[Stored items]
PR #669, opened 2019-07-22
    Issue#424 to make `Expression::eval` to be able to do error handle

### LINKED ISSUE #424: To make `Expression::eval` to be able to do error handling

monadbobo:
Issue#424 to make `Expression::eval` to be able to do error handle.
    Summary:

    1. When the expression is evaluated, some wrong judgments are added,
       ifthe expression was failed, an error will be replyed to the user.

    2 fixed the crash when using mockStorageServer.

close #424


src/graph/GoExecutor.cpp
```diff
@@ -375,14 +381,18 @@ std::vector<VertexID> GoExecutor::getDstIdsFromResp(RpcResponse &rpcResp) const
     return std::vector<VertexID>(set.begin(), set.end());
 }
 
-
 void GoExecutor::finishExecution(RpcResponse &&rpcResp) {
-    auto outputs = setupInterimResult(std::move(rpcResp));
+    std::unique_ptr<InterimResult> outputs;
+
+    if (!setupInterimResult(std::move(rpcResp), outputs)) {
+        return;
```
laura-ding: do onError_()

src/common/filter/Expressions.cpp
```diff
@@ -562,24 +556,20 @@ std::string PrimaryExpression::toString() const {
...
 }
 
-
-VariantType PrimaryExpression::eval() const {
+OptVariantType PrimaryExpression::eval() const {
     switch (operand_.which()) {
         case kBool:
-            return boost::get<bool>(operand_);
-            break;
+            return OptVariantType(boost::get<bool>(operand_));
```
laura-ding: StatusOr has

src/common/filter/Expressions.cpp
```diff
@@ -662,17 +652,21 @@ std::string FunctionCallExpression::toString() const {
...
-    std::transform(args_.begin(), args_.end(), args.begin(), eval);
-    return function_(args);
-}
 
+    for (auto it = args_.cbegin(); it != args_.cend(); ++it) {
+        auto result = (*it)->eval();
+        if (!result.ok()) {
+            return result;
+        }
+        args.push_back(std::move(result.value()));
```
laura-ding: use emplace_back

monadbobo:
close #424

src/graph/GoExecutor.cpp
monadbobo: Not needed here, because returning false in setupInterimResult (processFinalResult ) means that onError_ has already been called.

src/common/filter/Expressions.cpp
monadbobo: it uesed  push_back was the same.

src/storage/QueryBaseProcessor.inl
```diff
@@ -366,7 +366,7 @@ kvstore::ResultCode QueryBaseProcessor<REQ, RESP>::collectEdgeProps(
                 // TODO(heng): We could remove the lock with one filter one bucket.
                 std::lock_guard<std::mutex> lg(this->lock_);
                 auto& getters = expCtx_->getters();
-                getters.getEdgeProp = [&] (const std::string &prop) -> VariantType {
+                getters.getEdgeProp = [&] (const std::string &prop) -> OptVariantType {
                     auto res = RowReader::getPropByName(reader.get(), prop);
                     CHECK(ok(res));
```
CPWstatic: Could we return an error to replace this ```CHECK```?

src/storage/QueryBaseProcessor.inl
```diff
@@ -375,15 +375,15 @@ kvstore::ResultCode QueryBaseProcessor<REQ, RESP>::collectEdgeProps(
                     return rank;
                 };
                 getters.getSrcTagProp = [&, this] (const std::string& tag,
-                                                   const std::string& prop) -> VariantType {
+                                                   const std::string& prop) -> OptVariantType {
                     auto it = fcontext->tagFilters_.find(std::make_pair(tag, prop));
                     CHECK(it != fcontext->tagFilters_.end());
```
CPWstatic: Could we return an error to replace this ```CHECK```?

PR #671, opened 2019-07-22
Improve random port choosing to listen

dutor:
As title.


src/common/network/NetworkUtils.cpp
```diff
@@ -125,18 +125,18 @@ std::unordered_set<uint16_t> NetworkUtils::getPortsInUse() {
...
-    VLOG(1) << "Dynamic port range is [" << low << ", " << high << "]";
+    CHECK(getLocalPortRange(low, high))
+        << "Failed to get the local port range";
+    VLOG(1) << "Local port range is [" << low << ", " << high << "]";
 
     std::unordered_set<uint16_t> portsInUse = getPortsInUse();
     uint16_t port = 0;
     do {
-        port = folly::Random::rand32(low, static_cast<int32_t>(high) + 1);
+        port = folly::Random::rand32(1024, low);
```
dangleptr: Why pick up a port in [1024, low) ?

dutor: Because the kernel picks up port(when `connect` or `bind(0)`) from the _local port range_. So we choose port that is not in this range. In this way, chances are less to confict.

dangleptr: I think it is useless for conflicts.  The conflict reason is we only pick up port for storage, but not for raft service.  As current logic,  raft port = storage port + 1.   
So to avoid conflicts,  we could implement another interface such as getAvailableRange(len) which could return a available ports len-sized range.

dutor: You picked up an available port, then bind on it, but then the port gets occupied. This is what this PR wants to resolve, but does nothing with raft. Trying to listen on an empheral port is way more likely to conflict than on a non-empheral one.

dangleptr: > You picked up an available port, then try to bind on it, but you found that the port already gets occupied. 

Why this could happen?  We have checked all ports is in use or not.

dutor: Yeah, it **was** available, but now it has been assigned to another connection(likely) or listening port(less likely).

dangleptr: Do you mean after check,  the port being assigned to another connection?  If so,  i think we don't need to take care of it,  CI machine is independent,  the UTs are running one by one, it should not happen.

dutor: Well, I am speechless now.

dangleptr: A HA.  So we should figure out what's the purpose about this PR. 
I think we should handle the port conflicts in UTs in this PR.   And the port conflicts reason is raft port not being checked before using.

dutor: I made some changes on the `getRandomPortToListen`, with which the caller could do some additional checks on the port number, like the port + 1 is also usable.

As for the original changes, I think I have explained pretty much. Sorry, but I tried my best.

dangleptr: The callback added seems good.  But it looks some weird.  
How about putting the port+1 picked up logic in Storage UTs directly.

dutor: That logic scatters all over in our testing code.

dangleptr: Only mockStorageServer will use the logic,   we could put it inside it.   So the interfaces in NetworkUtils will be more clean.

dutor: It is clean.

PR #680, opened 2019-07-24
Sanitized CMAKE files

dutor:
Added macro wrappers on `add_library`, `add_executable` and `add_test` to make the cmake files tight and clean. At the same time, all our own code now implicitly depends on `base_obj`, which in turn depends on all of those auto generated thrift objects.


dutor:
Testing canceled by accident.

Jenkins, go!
--
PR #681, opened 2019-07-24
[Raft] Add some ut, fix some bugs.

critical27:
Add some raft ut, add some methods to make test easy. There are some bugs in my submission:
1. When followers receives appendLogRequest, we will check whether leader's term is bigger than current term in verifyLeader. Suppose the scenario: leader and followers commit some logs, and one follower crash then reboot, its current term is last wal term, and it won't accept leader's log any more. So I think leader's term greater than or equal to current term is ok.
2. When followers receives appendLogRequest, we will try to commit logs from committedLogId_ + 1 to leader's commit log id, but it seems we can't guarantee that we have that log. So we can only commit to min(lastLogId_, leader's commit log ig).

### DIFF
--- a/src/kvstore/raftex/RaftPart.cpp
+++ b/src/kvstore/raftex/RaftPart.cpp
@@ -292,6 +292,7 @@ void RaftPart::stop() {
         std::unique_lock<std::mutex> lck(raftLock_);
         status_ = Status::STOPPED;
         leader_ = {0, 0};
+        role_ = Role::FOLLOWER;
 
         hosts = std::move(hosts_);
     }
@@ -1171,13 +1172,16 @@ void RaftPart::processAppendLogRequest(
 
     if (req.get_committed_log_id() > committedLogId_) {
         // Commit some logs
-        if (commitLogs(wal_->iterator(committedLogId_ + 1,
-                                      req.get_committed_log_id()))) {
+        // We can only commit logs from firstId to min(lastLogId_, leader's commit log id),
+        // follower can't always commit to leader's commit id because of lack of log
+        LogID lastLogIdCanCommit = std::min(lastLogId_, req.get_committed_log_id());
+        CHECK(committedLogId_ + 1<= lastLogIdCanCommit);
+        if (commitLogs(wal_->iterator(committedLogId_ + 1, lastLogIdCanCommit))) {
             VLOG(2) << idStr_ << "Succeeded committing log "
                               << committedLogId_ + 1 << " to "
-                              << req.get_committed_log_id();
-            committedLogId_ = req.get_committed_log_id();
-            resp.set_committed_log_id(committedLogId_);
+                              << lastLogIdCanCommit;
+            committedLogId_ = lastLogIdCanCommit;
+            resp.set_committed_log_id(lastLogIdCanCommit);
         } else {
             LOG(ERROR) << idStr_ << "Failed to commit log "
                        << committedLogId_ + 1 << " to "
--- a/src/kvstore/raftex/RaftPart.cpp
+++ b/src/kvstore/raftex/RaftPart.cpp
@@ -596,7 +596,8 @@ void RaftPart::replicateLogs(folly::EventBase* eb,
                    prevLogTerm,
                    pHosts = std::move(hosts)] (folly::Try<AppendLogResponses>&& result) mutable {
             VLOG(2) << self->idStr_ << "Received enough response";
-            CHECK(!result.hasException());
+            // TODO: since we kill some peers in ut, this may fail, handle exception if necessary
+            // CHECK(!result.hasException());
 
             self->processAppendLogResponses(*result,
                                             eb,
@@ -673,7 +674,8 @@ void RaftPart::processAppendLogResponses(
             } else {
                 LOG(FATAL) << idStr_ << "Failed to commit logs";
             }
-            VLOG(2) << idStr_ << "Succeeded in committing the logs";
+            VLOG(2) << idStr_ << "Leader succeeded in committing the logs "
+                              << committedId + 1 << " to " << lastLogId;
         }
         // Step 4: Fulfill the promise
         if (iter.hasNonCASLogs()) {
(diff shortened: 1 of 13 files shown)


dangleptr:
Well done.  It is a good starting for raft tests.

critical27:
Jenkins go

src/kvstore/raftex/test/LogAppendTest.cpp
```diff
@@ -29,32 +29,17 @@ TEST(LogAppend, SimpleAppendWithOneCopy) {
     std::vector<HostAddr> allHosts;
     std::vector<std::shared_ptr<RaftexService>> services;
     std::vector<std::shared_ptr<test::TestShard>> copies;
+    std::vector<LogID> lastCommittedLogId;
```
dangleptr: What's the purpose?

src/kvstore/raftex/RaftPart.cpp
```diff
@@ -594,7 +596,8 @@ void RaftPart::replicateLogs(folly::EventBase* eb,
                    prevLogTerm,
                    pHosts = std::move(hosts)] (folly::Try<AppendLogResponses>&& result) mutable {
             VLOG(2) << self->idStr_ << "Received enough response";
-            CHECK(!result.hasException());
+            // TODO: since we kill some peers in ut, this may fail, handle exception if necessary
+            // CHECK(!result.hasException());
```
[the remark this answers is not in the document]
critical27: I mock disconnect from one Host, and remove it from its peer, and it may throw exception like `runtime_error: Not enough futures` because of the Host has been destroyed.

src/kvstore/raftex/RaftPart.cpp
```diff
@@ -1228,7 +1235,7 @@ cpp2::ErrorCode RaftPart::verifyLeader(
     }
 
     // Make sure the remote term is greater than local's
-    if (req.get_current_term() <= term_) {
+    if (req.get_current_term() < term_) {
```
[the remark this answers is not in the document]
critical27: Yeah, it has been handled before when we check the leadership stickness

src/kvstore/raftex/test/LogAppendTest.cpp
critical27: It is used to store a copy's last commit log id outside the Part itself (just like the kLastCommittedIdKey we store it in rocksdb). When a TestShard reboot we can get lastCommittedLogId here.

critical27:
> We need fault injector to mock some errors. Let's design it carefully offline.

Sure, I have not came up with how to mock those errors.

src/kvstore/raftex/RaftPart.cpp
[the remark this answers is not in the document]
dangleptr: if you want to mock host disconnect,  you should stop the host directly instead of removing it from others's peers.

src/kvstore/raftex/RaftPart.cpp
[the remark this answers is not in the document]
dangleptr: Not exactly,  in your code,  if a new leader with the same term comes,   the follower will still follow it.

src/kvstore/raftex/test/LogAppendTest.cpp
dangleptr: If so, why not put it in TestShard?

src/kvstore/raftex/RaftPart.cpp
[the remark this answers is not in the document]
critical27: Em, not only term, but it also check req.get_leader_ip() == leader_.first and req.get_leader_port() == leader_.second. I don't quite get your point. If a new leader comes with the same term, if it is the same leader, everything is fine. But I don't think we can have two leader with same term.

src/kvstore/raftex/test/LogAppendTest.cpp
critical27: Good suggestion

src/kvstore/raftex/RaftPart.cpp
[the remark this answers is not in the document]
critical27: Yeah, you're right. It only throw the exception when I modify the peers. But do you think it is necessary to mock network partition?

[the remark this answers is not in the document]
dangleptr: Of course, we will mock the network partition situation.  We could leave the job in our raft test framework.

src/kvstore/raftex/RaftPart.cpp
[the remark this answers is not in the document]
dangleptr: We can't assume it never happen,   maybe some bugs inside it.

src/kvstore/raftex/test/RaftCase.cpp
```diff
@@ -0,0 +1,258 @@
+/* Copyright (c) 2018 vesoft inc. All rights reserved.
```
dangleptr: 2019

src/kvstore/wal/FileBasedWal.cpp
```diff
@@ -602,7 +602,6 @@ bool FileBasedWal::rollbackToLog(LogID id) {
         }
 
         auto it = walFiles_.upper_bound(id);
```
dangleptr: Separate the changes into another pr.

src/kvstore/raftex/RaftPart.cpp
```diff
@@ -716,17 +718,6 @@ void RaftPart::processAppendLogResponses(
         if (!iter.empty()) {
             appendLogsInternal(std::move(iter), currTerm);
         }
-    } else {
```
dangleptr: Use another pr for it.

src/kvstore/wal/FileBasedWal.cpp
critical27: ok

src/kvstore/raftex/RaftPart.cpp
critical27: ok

WHAT IS REQUIRED: Given the data above, which lines hold the string "replicateLogs"? Return them.

RESPONSE TO THE TASK:
@@ -596,7 +596,8 @@ void RaftPart::replicateLogs(folly::EventBase* eb,
@@ -594,7 +596,8 @@ void RaftPart::replicateLogs(folly::EventBase* eb,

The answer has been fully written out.